A la mañana siguiente, cuando Elena bajó las escaleras, vio a Camila de pie frente a la mesa del comedor, colocando tazones y palillos.
Tras una noche de "esfuerzo", había logrado cambiar su uniforme de empleada doméstica por un ajustado vestido que acentuaba su curvilínea figura. Sumado a que su rostro guardaba cierto parecido con el de Elena, no era de extrañar que Daniel la hubiera elegido.
Al ver aparecer a Elena, Camila la saludó con calidez:
—Señora, ya está despierta. Venga a desayunar.
Como sin querer, se ladeó ligeramente, revelando en su cuello las marcas de besos amoratados. En su delgada muñeca, lucía una pulsera de jade verde traslúcido.
Elena la reconoció al instante: era la que alguna vez llevó la madre de Daniel, una reliquia de la familia Fernández.
Recordaba que Daniel había intentado conseguirla para ella, pero la madre se negó, argumentando su incapacidad para darle un heredero.
Y ahora, estaba en la muñeca de Camila.
Elena apretó los puños. De pronto, todo por lo que había luchado le pareció ridículo.
¡Y ella aún pensaba en la amistad entre sus familias y quería evitar un escándalo! Resulta que Camila era la nuera que la madre de Daniel aprobaba.
Incluso el mejor amigo de Daniel en el hospital conocía la existencia de Camila.
Solo ella, como una tonta, había sido engañada por las vacías promesas de Daniel.
Una sonrisa amarga se dibujó en los labios de Elena. Si Daniel hubiera decidido tener un hijo abiertamente, ella lo habría aceptado y se habría alejado sin aferrarse.
Al recordar la escena en el estudio la noche anterior, un dolor punzante le recorrió el corazón. Deseaba abofetear a Daniel con todas sus fuerzas.
Pero ese no era el resultado que buscaba. Quería que se arrepintiera para siempre.
En ese momento, Daniel bajó las escaleras. Él, por su parte, se veía fresco y lleno de energía, sin rastro de haber "trabajado" toda la noche.
Al pasar cerca de Camila, fue evidente la mirada cómplice que intercambiaron, haciendo que Camila bajara la cabeza, avergonzada.
El hombre se giró y entonces vio la palidez del rostro de Elena. No pudo evitar preocuparse:
—Cariño, ¿estás enferma por la lluvia de ayer? No iré a la oficina hoy, me quedaré a cuidarte.

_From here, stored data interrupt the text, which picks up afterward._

PR #1610, opened 2026-06-14
fix(dashboards): recurse into nested cards in find_card + usable python_path

### LINKED ISSUE #1599: ha_config_get_dashboard card_type search misses custom:bubble-card while dashboard body search finds it
## Bug Description

`ha_config_get_dashboard` finds no cards for `card_type="custom:bubble-card"`, even though the same dashboard configuration contains `custom:bubble-card` and `ha_search(query="custom:bubble-card", search_types=["dashboard"])` finds dashboard-body matches.

## Steps to Reproduce

1. Run:
   `ha_config_get_dashboard(url_path="lovelace", card_type="custom:bubble-card", include_config=false)`
2. Run:
   `ha_config_get_dashboard(url_path="default", card_type="custom:bubble-card", include_config=false)`
3. Run:
   `ha_search(query="custom:bubble-card", search_types=["dashboard"], include_config=false)`

## Expected

`ha_config_get_dashboard(..., card_type="custom:bubble-card")` should return matching Bubble Card instances, or document that custom card type matching is unsupported or limited.

## Actual

`ha_config_get_dashboard` returns `match_count: 0` / no matches for `custom:bubble-card`.

`ha_search` confirms the dashboard config body contains `custom:bubble-card` in both `default` and `lovelace`.

## Observed Tool Calls

```text
ha_config_get_dashboard(url_path="lovelace", card_type="custom:bubble-card", include_config=false)
-> success=true, action=find_card, matches=[], match_count=0

ha_config_get_dashboard(url_path="default", card_type="custom:bubble-card", include_config=false)
-> success=true, action=find_card, matches=[], match_count=0

ha_search(query="custom:bubble-card", search_types=["dashboard"], include_config=false)
-> success=true, config_total_matches=2, dashboards include default and lovelace, match_in_config=true
```

## Environment

- ha-mcp: 7.7.0.dev421
- Installation: Home Assistant add-on
- Home Assistant: 2026.6.2
- Platform: HAOS on aarch64
- Relevant toggles: `enable_dashboard_partial_tools=true`, `enable_tool_search=true`

## Additional Context

The dashboard resources include Bubble Card as a Lovelace resource, and dashboard body search can see the literal `custom:bubble-card`. The mismatch appears specific to the structured `card_type` lookup path in `ha_config_get_dashboard`.

Patch76:
## What does this PR do?

Closes #1599.

`ha_config_get_dashboard` search mode (`_find_cards_in_config`) only walked top-level cards in views and sections, so a card nested inside a `vertical-stack`, `horizontal-stack`, `grid`, or `conditional` card was never matched by `card_type` / `entity_id` / `heading` — while `ha_search` (a literal config-body scan) still found it. The reporter saw this with `custom:bubble-card`; it is in fact card-type-agnostic (any nested card, built-in or custom).

This makes the card walk recursive (`_walk_card`): it descends into `cards` (list: stacks/grids) and `card` (dict: conditional and wrapper cards like `custom:auto-entities`), verified against the HA frontend docs. `picture-elements`' `elements` is a different shape and out of scope. A depth bound guards pathological configs and logs a warning rather than silently truncating.

Each match now also carries `python_path` — a Python subscript chain (`['views'][0]['cards'][1]['cards'][0]`) usable directly in `ha_config_set_dashboard(python_transform=...)`. The existing `jq_path` (jq dot-notation) is kept for back-compat but never worked spliced into `python_transform` (attribute access on a dict raises `AttributeError`); the docstring example, the search hint, the tool description, and the IndexError/KeyError retry suggestion now point at `python_path`. Flat `*_index` fields stay top-level-only; the path strings are the authoritative locator at any depth.

## Type of change
- [x] 🐛 Bug fix
- [ ] ✨ New feature
- [ ] 📚 Documentation
- [ ] 🔧 Maintenance/refactor
- [ ] 🧪 Tests only
- [ ] 💥 Breaking change

## Testing

Ran the relevant unit suite locally (`tests/src/unit/test_find_cards_badges_headers.py`, 24 pass) plus `ruff check` and `mypy src/` (clean); the full pytest/e2e suite runs in CI. New unit tests cover nested and doubly-nested matches, `card`-dict (conditional) nesting, nested-heading and header-nested search, flat-index semantics, the depth bound, and an end-to-end check that `python_path` splices into a working `safe_execute` expression. The two `test_python_transform.py` search-hint assertions were updated `jq_path` → `python_path`.

## Checklist


Patch76:
**Choices Made:**

- Made the card walk recurse type-agnostically — descending into any `cards` list and any `card` dict — rather than whitelisting container types. This covers built-in stacks/grids/conditional cards and custom wrappers (`custom:auto-entities`, stack-in-card, etc.) without a brittle type list. The two nesting keys were confirmed against the HA frontend docs; `picture-elements`' `elements` is a distinct shape (elements, not cards) and is left out of scope.
- Added `python_path` (a Python subscript chain) as the usable locator and kept `jq_path` (jq dot-notation) for back-compat. The existing `jq_path` never actually worked spliced into `python_transform` — `config.views[0]...` is attribute access on a plain dict and raises `AttributeError` — so the documented find→edit workflow was broken before this PR. The docstring example, the search hint, the tool description, and the IndexError/KeyError retry suggestion now point at `python_path`.
- Kept the flat `view_index` / `section_index` / `card_index` fields top-level-only. They cannot express arbitrary nesting depth, and repurposing `card_index` would break existing consumers and tests; the path strings are the authoritative locator at any depth.
- Added a recursion depth bound that logs a warning when exceeded, so truncation on a pathological/malformed config is visible rather than silent. It sits far above any real dashboard nesting.

**Problems Encountered:**

- The report framed this as specific to custom card-type matching (`custom:bubble-card`). It is actually card-type-agnostic: any nested card, including a built-in `gauge`, was missed, because the traversal only ever visited top-level cards. Reproduced with a nested built-in card to confirm.
- Fixing the broken `python_transform` locator was coupled into this PR rather than split out, because a nested match the agent cannot act on is only half the fix — finding the card is useful only if the returned path can edit it.

Patch76:
It's some small fix ... but have a look, please.

kingpanther13 (changes requested):
Reviewed the branch against real nested dashboard configs (running the PR's own `_walk_card` standalone) plus a multi-agent pass over code/tests/error-handling/comments. The core fix is correct **for the reported case** — cards nested in `vertical-stack`/`horizontal-stack`/`grid` (`cards`) and `conditional`/wrapper cards (`card`) are now found, the recursion wiring into flat views, sections, and the header card is right, the depth bound has no off-by-one, and the recursion masks no exceptions. The `jq_path`→`python_path` discovery is a genuine second bug fix (the old `jq_path` was never usable spliced into `python_transform` — `config.views[0]` is attribute access on a dict → `AttributeError`); that swap is complete and clean across docstrings, the hint, `server.py`, and the retry suggestion, and the EXAMPLES block is runnable (the new unit test proves it).

But the PR's stated thesis — "it is in fact card-type-agnostic (any nested card, built-in or custom)" — is not yet met, there are two silent-failure issues against this repo's own warn-don't-truncate contract, and the new tests have a structural blind spot. None of the below is a follow-up; it all lands here.

## High

**H1 — `custom:button-card`'s `custom_fields.<name>.card` nesting is still missed; the "any nested card, built-in or custom" claim doesn't hold.** `_walk_card` descends only a top-level `cards` list or top-level `card` dict (`tools_config_dashboards.py:192-193`, `265-289`). `custom:button-card` — one of the most-installed HACS cards — embeds full sub-cards under `custom_fields.<fieldname>.card`, which is neither key on the button-card itself, so the descent stops at the wrapper. Running the PR's own `_walk_card` against a button-card-with-`custom_fields` config returns: `card_type="tile"` → 0, nested `custom:button-card` → only the top wrapper, `entity_id` → 0. This is not hypothetical: a common pattern wraps an entire view in one `custom:button-card` and puts the whole UI under `custom_fields.content.card` → a `vertical-stack` of grids/tiles — every tile, picture-entity, and nested button-card stays invisible after this PR. Fix: in `_walk_card`, also descend each `custom_fields[*]` value that is a dict carrying a `card` (dict) or `cards` (list) key, extending the `jq_path`/`python_path` prefixes through `['custom_fields']['<name>']['card']`.

**H2 — Depth-bound truncation is silent at the response boundary.** When `depth > _MAX_CARD_DEPTH`, `_walk_card` logs a server-side `logger.warning` and drops every card below that point (`tools_config_dashboards.py:218-236`), but the `find_card` response (`:986-1004`) carries no `warnings[]` entry — `match_count` reads as complete. The comment at `:222-229` claims this makes truncation "visible rather than silently dropping," yet it's only visible in server logs the agent never sees. This file already has the idiom (`_note_screenshot_ignored` → `result.setdefault("warnings", []).append(...)`, `:656-661`) and AGENTS.md § Return Values mandates a top-level `warnings: list[str]` for degraded results. Fix: thread a `truncated` flag out of `_walk_card` (return `(matches, truncated)` or pass a small accumulator) and append a `warnings` entry in the response builder when it fires.

**H3 — `match_count: 0` with `"Try broader search criteria"` is a confident false-negative on un-traversed surfaces.** For a card that demonstrably exists under a key the walker doesn't descend (`custom_fields`, picture-elements `elements`), `find_card` returns `success: true, match_count: 0` and a hint that broadening criteria will help — it won't; that surface was never searched. This is precisely the #1599 symptom, just relocated to the remaining axes. Even where you choose not to traverse a surface, disclose it: on a 0-match result over a non-trivial config, add a `warnings` entry stating the search covered standard `cards`/`card` containers only and point at get-mode for the full config, and drop the misleading sole-remedy hint at `:1002`.

## Medium

**M1 — Recursion + `_card_matches` can false-match non-card dicts and widens heading/title matches.** With `card_type` omitted, `_card_matches` skips the type check entirely, so any dict reached under a key literally named `card`/`cards` that carries an `entity`/`entities`/`title`/`heading` field now matches and emits a structurally valid `python_path` that would edit a non-card; `heading=` likewise matches a container's `title` at every depth, widening false positives versus the pre-PR top-level-only behavior. Low probability on standard dashboards, higher on heavily customized ones — and it's a precision regression in a feature whose whole value is path accuracy. Fix: require `"type" in node` before treating a descended node as a card (or have `_card_matches` require a `type` key to match on `entity`/`heading` alone). Confirm whether the `heading`→`title` widening is intended.

**M2 — picture-elements `elements[].card` is declared out of scope but is a real nesting shape.** The comment at `:186-191` scopes it out deliberately; per the no-defer norm, either descend it here too, or at minimum it must be covered by H3's disclosure so a 0-match on a picture-elements dashboard doesn't read as authoritative.

**M3 — `custom:state-switch`'s `states:` (name→card map) is another uncovered nesting key** — same treatment as M2.

**M4 (tests) — `test_deep_nesting_bounded` is near-degenerate.** It nests `_MAX_CARD_DEPTH + 5` and asserts `matches == []`, which passes for any bound from ~1 to `MAX+4`, for a flipped `>=` guard, or even for fully broken recursion — it pins neither the bound's value nor its off-by-one, never asserts a leaf *just inside* the bound is still found, and never asserts the warning fired. Add three: (a) boundary-inside — a leaf at `depth == _MAX_CARD_DEPTH` is returned with the correct `python_path`; (b) boundary-outside — `depth == _MAX_CARD_DEPTH + 1` is dropped; (c) a `caplog` assertion that the depth-bound warning was emitted (this also locks H2).

**M5 (tests) — `python_path` round-trip is proven for the flat-view prefix only.** The diff emits three distinct prefixes (flat, sections `['sections'][i]['cards'][j]`, header `['header']['card']`); only the flat one is executed through `safe_execute` (`test_python_path_is_usable_in_safe_execute`). The sections/header prefixes are checked by string-equality only — a typo there passes the test but raises `KeyError`/`IndexError` on a real edit. Add `safe_execute` round-trips for a sections-nested match and a header-nested match.

**M6 (tests) — no multi-sibling / both-levels-match coverage, and mixed `cards`+`card` on one node is untested.** Every nested test asserts exactly one match. Add: two matching tiles in one stack → `len == 2` with distinct `...['cards'][0]` / `['cards'][1]`; a container that matches AND has a matching descendant → both returned (pins the match-self-then-recurse order); a single node carrying both `cards` and `card` with a match under each.

**M7 (tests) — characterization tests for the known gaps** so the boundary is explicit and a future fix flips a documented assertion: button-card `custom_fields` (H1), `elements` (M2), state-switch (M3). If H1/M2/M3 are fixed here (preferred), these become positive assertions instead.

**M8 (tests) — no e2e exercises the actual user promise end-to-end:** find a nested card via `ha_config_get_dashboard`, feed its `python_path` into `ha_config_set_dashboard(python_transform=...)` against a live dashboard, re-fetch, assert the nested card changed. The e2e file was only touched to swap two hint assertions. `ha_config_get_dashboard` is already e2e-covered so a new file isn't strictly mandated, but this is the gap between "unit-proven logic" and "the feature shipped" — recommend adding one.

## Low / docs

**D1 — the `_NESTED_*` comment (`:186-191`) understates the gap.** It names picture-elements as the *only* out-of-scope shape and claims "any custom wrapper that follows the same `cards`/`card` convention is covered" — true as far as it goes, but it omits the common `custom:button-card` `custom_fields` and state-switch conventions that don't follow it, so the net message reads as broader coverage than exists. Reword to state the rule positively and name the gap class.

**D2 — "at any nesting depth" over-promises in three docstrings** (`:201-205` `_walk_card`, `:306-307` `_find_cards_in_config`, `:836` the tool docstring) — literally false past the depth bound and for unsupported keys. Reword to bounded, accurate phrasing ("for nested as well as top-level cards, descending `cards`/`card` up to a depth bound").

**D3 — `python_path` is a bare subscript suffix usable only when appended after `config`.** The MODE 2 description (`:834-835`) calls it "a Python subscript chain for `python_transform`" without stating the `config` prefix requirement; an agent reading only that summary could emit `python_transform=python_path + ...` with no `config`. The EXAMPLES block is correct — just make the prefix requirement explicit in the field description.

**D4 — `include_config=True` duplicates nested subtrees.** A matched container's `card_config` contains descendants that are themselves separate matches with their own `card_config`, so deep stacks multiply payload super-linearly. The default path (`include_config=False`) strips `card_config` (`:980-982`), so it doesn't bite by default. Document it in the `include_config` param, or omit nested `cards`/`card` from a matched container's emitted `card_config`.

La Elena de ahora solo ansiaba irse. Cada segundo junto a Daniel le resultaba sofocante. Todo le parecía manchado.
—No es necesario —se negó—. El trabajo es importante. Descansaré en casa.
Daniel frunció el ceño. Una inexplicable inquietud se apoderó de él. Antes, Elena ansiaba que no se separara de ella ni un momento. Ahora, todo era diferente.
Pero conocía a Elena y sabía que su decisión estaba tomada. No tuvo más que advertir a los empleados:
—Cuiden bien de la señora en casa.
Los empleados a su alrededor se miraron entre sí, como si ya estuvieran inmunizados ante su imagen de pareja perfecta, y asintieron uno tras otro.
Fue entonces cuando Camila se levantó de repente, se acercó a Daniel y comenzó a arreglarle la ropa.
—Tienes el cuello desarreglado. Deja que te ayude.
Y Daniel, instintivamente, bajó la cabeza y permitió que lo hiciera.
Ese acto inconsciente fue lo que más le dolió al corazón.
Los empleados contuvieron la respiración. Todas las miradas se volvieron hacia Elena. Nadie se atrevía a respirar.
Solo entonces Daniel notó que algo andaba mal. Dio un paso atrás abruptamente, poniendo distancia con Camila, y le agradeció con frialdad.
—Me voy a la oficina —se acercó a Elena, se inclinó y dejó un beso en su frente, diciendo en voz baja—: Pórtate bien, espérame para volver.
La voz tierna era idéntica a la que había usado en el estudio la noche anterior.